» Activity:
This exercise requires every record to be repeated exactly.

Information given: Begin

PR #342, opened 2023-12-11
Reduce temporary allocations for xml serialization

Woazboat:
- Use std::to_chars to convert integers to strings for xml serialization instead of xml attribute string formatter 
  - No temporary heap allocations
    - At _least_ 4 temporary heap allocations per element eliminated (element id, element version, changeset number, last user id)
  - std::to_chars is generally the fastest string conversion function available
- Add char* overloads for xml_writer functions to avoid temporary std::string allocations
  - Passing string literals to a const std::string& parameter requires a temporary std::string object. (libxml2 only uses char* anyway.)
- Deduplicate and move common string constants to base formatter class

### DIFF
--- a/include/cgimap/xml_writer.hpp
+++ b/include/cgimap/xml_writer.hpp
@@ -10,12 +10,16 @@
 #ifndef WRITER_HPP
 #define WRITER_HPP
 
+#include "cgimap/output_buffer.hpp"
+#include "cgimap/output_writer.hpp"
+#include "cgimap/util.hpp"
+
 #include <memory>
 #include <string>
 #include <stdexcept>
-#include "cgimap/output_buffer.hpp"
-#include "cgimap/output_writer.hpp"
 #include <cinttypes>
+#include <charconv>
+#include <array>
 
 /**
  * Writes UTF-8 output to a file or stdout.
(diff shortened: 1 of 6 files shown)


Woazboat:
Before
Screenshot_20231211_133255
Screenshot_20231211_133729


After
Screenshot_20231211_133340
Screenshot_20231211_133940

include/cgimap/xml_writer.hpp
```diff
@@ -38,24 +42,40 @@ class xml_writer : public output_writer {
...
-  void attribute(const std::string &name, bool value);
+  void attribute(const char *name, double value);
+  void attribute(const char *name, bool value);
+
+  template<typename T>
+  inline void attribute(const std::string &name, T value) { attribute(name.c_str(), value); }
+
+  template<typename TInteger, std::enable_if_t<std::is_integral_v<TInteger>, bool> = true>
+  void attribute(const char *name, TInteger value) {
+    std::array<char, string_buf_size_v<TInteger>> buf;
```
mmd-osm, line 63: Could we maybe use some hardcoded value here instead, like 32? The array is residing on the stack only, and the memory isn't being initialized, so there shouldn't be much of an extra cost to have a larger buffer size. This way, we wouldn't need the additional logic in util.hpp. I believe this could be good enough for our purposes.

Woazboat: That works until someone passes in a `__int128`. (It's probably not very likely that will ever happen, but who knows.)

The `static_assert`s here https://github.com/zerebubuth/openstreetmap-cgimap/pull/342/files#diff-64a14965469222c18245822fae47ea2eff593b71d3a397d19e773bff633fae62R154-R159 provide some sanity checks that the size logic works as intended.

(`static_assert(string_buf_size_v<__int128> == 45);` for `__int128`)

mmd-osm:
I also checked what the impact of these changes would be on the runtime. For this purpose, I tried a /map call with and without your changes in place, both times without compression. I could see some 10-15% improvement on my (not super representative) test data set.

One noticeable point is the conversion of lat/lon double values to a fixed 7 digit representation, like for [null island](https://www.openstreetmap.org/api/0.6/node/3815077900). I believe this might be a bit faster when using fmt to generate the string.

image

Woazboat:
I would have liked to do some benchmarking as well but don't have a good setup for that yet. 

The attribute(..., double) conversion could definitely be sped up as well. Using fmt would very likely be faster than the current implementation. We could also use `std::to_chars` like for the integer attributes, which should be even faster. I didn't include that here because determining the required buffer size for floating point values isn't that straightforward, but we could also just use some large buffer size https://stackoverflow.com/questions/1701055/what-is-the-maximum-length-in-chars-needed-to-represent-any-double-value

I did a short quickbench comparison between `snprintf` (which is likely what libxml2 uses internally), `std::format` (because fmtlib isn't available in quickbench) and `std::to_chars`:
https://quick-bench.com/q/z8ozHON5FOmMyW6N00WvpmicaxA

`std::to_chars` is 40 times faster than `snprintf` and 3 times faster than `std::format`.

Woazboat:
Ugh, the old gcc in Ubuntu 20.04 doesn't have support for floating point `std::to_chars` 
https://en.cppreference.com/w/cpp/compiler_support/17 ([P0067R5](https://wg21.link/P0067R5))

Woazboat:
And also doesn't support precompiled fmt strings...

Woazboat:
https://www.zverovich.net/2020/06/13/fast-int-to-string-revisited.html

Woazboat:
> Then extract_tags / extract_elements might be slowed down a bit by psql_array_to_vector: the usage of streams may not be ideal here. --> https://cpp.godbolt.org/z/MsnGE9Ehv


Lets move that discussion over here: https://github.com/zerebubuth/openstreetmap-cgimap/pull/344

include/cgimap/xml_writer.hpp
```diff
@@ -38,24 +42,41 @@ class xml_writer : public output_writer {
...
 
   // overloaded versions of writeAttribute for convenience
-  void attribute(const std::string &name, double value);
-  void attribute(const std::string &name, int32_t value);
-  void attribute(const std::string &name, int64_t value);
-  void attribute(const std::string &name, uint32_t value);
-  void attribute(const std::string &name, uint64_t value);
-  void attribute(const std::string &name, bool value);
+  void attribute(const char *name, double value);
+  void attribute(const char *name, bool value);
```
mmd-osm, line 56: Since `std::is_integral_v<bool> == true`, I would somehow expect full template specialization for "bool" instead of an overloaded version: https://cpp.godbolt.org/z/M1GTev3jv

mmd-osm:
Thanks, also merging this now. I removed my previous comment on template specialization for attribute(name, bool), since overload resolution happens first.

Information given: End

» Exercise result:
PR #342, opened 2023-12-11
Reduce temporary allocations for xml serialization

Woazboat:
- Use std::to_chars to convert integers to strings for xml serialization instead of xml attribute string formatter 
  - No temporary heap allocations
    - At _least_ 4 temporary heap allocations per element eliminated (element id, element version, changeset number, last user id)
  - std::to_chars is generally the fastest string conversion function available
- Add char* overloads for xml_writer functions to avoid temporary std::string allocations
  - Passing string literals to a const std::string& parameter requires a temporary std::string object. (libxml2 only uses char* anyway.)
- Deduplicate and move common string constants to base formatter class

### DIFF
--- a/include/cgimap/xml_writer.hpp
+++ b/include/cgimap/xml_writer.hpp
@@ -10,12 +10,16 @@
 #ifndef WRITER_HPP
 #define WRITER_HPP
 
+#include "cgimap/output_buffer.hpp"
+#include "cgimap/output_writer.hpp"
+#include "cgimap/util.hpp"
+
 #include <memory>
 #include <string>
 #include <stdexcept>
-#include "cgimap/output_buffer.hpp"
-#include "cgimap/output_writer.hpp"
 #include <cinttypes>
+#include <charconv>
+#include <array>
 
 /**
  * Writes UTF-8 output to a file or stdout.
(diff shortened: 1 of 6 files shown)


Woazboat:
Before
Screenshot_20231211_133255
Screenshot_20231211_133729


After
Screenshot_20231211_133340
Screenshot_20231211_133940

include/cgimap/xml_writer.hpp
```diff
@@ -38,24 +42,40 @@ class xml_writer : public output_writer {
...
-  void attribute(const std::string &name, bool value);
+  void attribute(const char *name, double value);
+  void attribute(const char *name, bool value);
+
+  template<typename T>
+  inline void attribute(const std::string &name, T value) { attribute(name.c_str(), value); }
+
+  template<typename TInteger, std::enable_if_t<std::is_integral_v<TInteger>, bool> = true>
+  void attribute(const char *name, TInteger value) {
+    std::array<char, string_buf_size_v<TInteger>> buf;
```
mmd-osm, line 63: Could we maybe use some hardcoded value here instead, like 32? The array is residing on the stack only, and the memory isn't being initialized, so there shouldn't be much of an extra cost to have a larger buffer size. This way, we wouldn't need the additional logic in util.hpp. I believe this could be good enough for our purposes.

Woazboat: That works until someone passes in a `__int128`. (It's probably not very likely that will ever happen, but who knows.)

The `static_assert`s here https://github.com/zerebubuth/openstreetmap-cgimap/pull/342/files#diff-64a14965469222c18245822fae47ea2eff593b71d3a397d19e773bff633fae62R154-R159 provide some sanity checks that the size logic works as intended.

(`static_assert(string_buf_size_v<__int128> == 45);` for `__int128`)

mmd-osm:
I also checked what the impact of these changes would be on the runtime. For this purpose, I tried a /map call with and without your changes in place, both times without compression. I could see some 10-15% improvement on my (not super representative) test data set.

One noticeable point is the conversion of lat/lon double values to a fixed 7 digit representation, like for [null island](https://www.openstreetmap.org/api/0.6/node/3815077900). I believe this might be a bit faster when using fmt to generate the string.

image

Woazboat:
I would have liked to do some benchmarking as well but don't have a good setup for that yet. 

The attribute(..., double) conversion could definitely be sped up as well. Using fmt would very likely be faster than the current implementation. We could also use `std::to_chars` like for the integer attributes, which should be even faster. I didn't include that here because determining the required buffer size for floating point values isn't that straightforward, but we could also just use some large buffer size https://stackoverflow.com/questions/1701055/what-is-the-maximum-length-in-chars-needed-to-represent-any-double-value

I did a short quickbench comparison between `snprintf` (which is likely what libxml2 uses internally), `std::format` (because fmtlib isn't available in quickbench) and `std::to_chars`:
https://quick-bench.com/q/z8ozHON5FOmMyW6N00WvpmicaxA

`std::to_chars` is 40 times faster than `snprintf` and 3 times faster than `std::format`.

Woazboat:
Ugh, the old gcc in Ubuntu 20.04 doesn't have support for floating point `std::to_chars` 
https://en.cppreference.com/w/cpp/compiler_support/17 ([P0067R5](https://wg21.link/P0067R5))

Woazboat:
And also doesn't support precompiled fmt strings...

Woazboat:
https://www.zverovich.net/2020/06/13/fast-int-to-string-revisited.html

Woazboat:
> Then extract_tags / extract_elements might be slowed down a bit by psql_array_to_vector: the usage of streams may not be ideal here. --> https://cpp.godbolt.org/z/MsnGE9Ehv


Lets move that discussion over here: https://github.com/zerebubuth/openstreetmap-cgimap/pull/344

include/cgimap/xml_writer.hpp
```diff
@@ -38,24 +42,41 @@ class xml_writer : public output_writer {
...
 
   // overloaded versions of writeAttribute for convenience
-  void attribute(const std::string &name, double value);
-  void attribute(const std::string &name, int32_t value);
-  void attribute(const std::string &name, int64_t value);
-  void attribute(const std::string &name, uint32_t value);
-  void attribute(const std::string &name, uint64_t value);
-  void attribute(const std::string &name, bool value);
+  void attribute(const char *name, double value);
+  void attribute(const char *name, bool value);
```
mmd-osm, line 56: Since `std::is_integral_v<bool> == true`, I would somehow expect full template specialization for "bool" instead of an overloaded version: https://cpp.godbolt.org/z/M1GTev3jv

mmd-osm:
Thanks, also merging this now. I removed my previous comment on template specialization for attribute(name, bool), since overload resolution happens first.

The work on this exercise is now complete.